Parallèlement, l’exécutif tente de relier la réponse immédiate à une approche plus pérenne. À l’Assemblée, Maud Bregeon a souligné que les travailleurs parcourant de longues distances devraient être « les premiers bénéficiaires » des solutions structurelles et du programme d’électrification prévu pour les jours à venir. En d’autres termes, il ne s’agit pas seulement de compenser les dépenses courantes, mais de réduire à long terme la dépendance de certaines professions aux énergies fossiles.

Pour les patients, l’enjeu est aussi concret

Sur le terrain, le besoin d’un soutien ne se limite pas à la sauvegarde des revenus des soignants. Il est également essentiel d’éviter que certaines tournées deviennent moins viables, surtout dans les régions aux longues distances et à faible densité de population. « La question du carburant touche à l’organisation même des soins à domicile, » précise le Sniil.

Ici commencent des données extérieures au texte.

Issue #4289, opened 2019-08-01
Ability to click with particular button, ex right mouse button


mgrybyk:
**Is your feature request related to a problem? Please describe.**
I want to be able to click on element with right, middle or any other buttons

**Describe the solution you'd like**
Click with desired mouse button on element with `performActions`
Example:
`$('selector').click({ button: 'right' })` same as `$('selector').click({ button: 1 })`

There should be no changes to `$('selector').click()`, it should use `elementClick` as before.

**Describe alternatives you've considered**
Do not modify click, add new command to click with perform actions.

**Additional context**

lexeek:
I hope this feature will be implemented soon.

christian-bromann:
@lexeek please don't wait until it happens and rather help us getting in implemented ;-)

caoxu2000:
@christian-bromann I can tackle this but can't promise anything yet.  Do you have any insight on how this should be implemented?  2 ways at high level I can think of: 1) call protocol api directly 2) just call performActions command.  Please let me know your thoughts when you get a chance.

caoxu2000:
Here is all the research I did from v4 & v5:
in v4 https://github.com/webdriverio-boneyard/v4/blob/master/lib/commands/rightClick.js
it uses handleMouseButtonCommand.js below
https://github.com/webdriverio-boneyard/v4/blob/master/lib/helpers/handleMouseButtonCommand.js
but there is protocol js:
https://github.com/webdriverio-boneyard/v4/blob/master/lib/helpers/handleMouseButtonProtocol.js
not sure which one to use for v5 if we need this helper

in v5 for example this doubleClick uses performActions:
https://github.com/webdriverio/webdriverio/blob/e7770403ed1ed41e976b3e04ef7325ea878328e5/packages/webdriverio/src/commands/element/doubleClick.js

christian-bromann:
@caoxu2000 you have to use performAction is the `isW3C` flag is set to `true` otherwise you can use the logic that you've found in v4.

jprateek:
is there any plan to implement this soon?

mgrybyk:
@jprateek @lexeek there are plans to do it, will try to provide with some details soon.

Until that you may just add custom command

christian-bromann:
This landed in #4592 and will be released next.

lexeek:
Thank you for implementation! Despite we have this feature implemented on our own we are really happy with these improvements!

PR #4592, opened 2019-10-09
Webdriverio expand click command

erwinheitzman:
## Proposed changes

Implementation of #4289 which expands the click command.

## Types of changes

- [x] Documentation update

## Checklist

## Further comments

This change shouldn't affect anyone.

### DIFF
--- a/packages/webdriverio/src/commands/element/click.js
+++ b/packages/webdriverio/src/commands/element/click.js
@@ -48,7 +48,7 @@
     })
     it('should demonstrate a right click passed as number', () => {
         const myButton = $('#myButton')
-        myButton.click({ button: 'right' }) // opens the contextmenu at the location of the button
+        myButton.click({ button: 2 }) // opens the contextmenu at the location of the button
     })
  * </example>
  *
@@ -77,7 +77,7 @@ export default async function click (options) {
         return this.elementClick(this.elementId)
     }
 
-    if (button === 0 || button === 1 || button === 2) {
+    if ([0, 1, 2].includes(button)) {
         if (this.isW3C) {
             await this.performActions([{
                 type: 'pointer',
--- a/packages/webdriverio/src/commands/element/click.js
+++ b/packages/webdriverio/src/commands/element/click.js
@@ -42,6 +42,35 @@
  *
  */
 
-export default function click () {
-    return this.elementClick(this.elementId)
+export default async function click (options) {
+    const { button } = options || {}
+    const isLeftButton = button === 'left' || button === 0 || !button
+    const isMiddleButton = button === 'middle' || button === 1
+    const isRightButton = button === 'right' || button === 2
+
+    if (isLeftButton) {
+        return this.elementClick(this.elementId)
+    }
+
+    if (isRightButton || isMiddleButton) {
+        if (this.isW3C) {
+            await this.performActions([{
+                type: 'pointer',
+                id: 'pointer1',
+                parameters: { pointerType: 'mouse' },
+                actions: [
+                    { type: 'pointerMove', origin: this, x: 0, y: 0 },
+                    { type: 'pointerDown', button: isRightButton ? 2 : 1 },
+                    { type: 'pointerUp', button: isRightButton ? 2 : 1 }
+                ]
+            }])
+
+            return this.releaseActions()
+        }
+
+        await this.moveTo()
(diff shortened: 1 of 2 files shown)


packages/webdriverio/src/commands/element/click.js
```diff
@@ -37,11 +37,40 @@
...
 
-export default function click () {
-    return this.elementClick(this.elementId)
+export default async function click (options) {
+    const { button } = options || {}
+    const isLeftButton = button === 'left' || button === 0 || !button
+    const isMiddleButton = button === 'middle' || button === 1
+    const isRightButton = button === 'right' || button === 2
+
+    if (isLeftButton) {
```
mgrybyk: I'd use perform actions if user passed button in any case. There might be a case when element is not clickable and perform actions will do the trick

packages/webdriverio/src/commands/element/click.js
```diff
@@ -37,11 +37,40 @@
...
+        return this.elementClick(this.elementId)
+    }
+
+    if (isRightButton || isMiddleButton) {
+        if (this.isW3C) {
```
mgrybyk: Will you be able to add devtools protocol support or you want to deal with it with another ticket?

packages/webdriverio/src/commands/element/click.js
christian-bromann: so we don't want to use the `elementClick` command at all?

packages/webdriverio/src/commands/element/click.js
erwinheitzman: Good point, since I will be leaving for my vacation tomorrow I think it's best to do it in a separate ticket :)

packages/webdriverio/src/commands/element/click.js
erwinheitzman: Alright, I can see that being useful. I'll push the change when I can.

packages/webdriverio/src/commands/element/click.js
mgrybyk: I'll raise a ticket, have a great vacation

packages/webdriverio/src/commands/element/click.js
christian-bromann: makes sense to me

packages/webdriverio/src/commands/element/click.js
```diff
@@ -37,11 +37,40 @@
...
+            await this.performActions([{
+                type: 'pointer',
+                id: 'pointer1',
+                parameters: { pointerType: 'mouse' },
+                actions: [
+                    { type: 'pointerMove', origin: this, x: 0, y: 0 },
+                    { type: 'pointerDown', button: isRightButton ? 2 : 1 },
```
christian-bromann: Should we have a bit pause in here? I've seen action commands that use pause to simulate the click interaction

erwinheitzman: This is only used in a doubleClick in between the two clicks so I don't think it is needed. I tested this in Chrome 77 and all buttons function as expected.

packages/webdriverio/src/commands/element/click.js
```diff
@@ -37,11 +37,49 @@
...
+
+    if (button === 'right') {
+        button = 2
+    }
+
+    if (typeof button === 'undefined') {
+        return this.elementClick(this.elementId)
+    }
+
+    if (button === 0 || button === 1 || button === 2) {
```
mgrybyk: maybe `[0, 1, 2].includes(button)`? Just a proposal, not sure if it's better

packages/webdriverio/src/commands/element/click.js
```diff
@@ -36,12 +36,66 @@
...
+    :example.html
+    <button id="myButton">Click me</button>
+    :example.js
+    it('should demonstrate a right click passed as string', () => {
+        const myButton = $('#myButton')
+        myButton.click({ button: 'right' }) // opens the contextmenu at the location of the button
+    })
+    it('should demonstrate a right click passed as number', () => {
+        const myButton = $('#myButton')
+        myButton.click({ button: 'right' }) // opens the contextmenu at the location of the button
```
christian-bromann:
```suggestion
        myButton.click({ button: 2 }) // opens the contextmenu at the location of the button
```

Dans de nombreuses localités, le maintien à domicile repose sur une logistique discrète mais indispensable : des visites quotidiennes, des trajets récurrents, souvent tôt le matin ou tard le soir, sans alternative réaliste au recours à la voiture. Lorsque les prix augmentent subitement, la tension ne se ressent pas immédiatement du côté des patients. Elle se traduit plutôt par une activité moins rentable, une pression accrue sur les emplois du temps ou un découragement dans les zones déjà difficiles à atteindre.

Le précédent établi par les aides accordées à d’autres secteurs renforce l’idée que soutenir les soignants serait politiquement cohérent. Reste à déterminer sous quelle forme cela pourrait se concrétiser : compensation directe pour le carburant, ajustement des indemnités de déplacement, ou coordination avec les discussions en cours avec l’Assurance maladie. À ce stade, le gouvernement n’a pas encore fourni de détails, mais l’attention portée à cette question est en nette augmentation.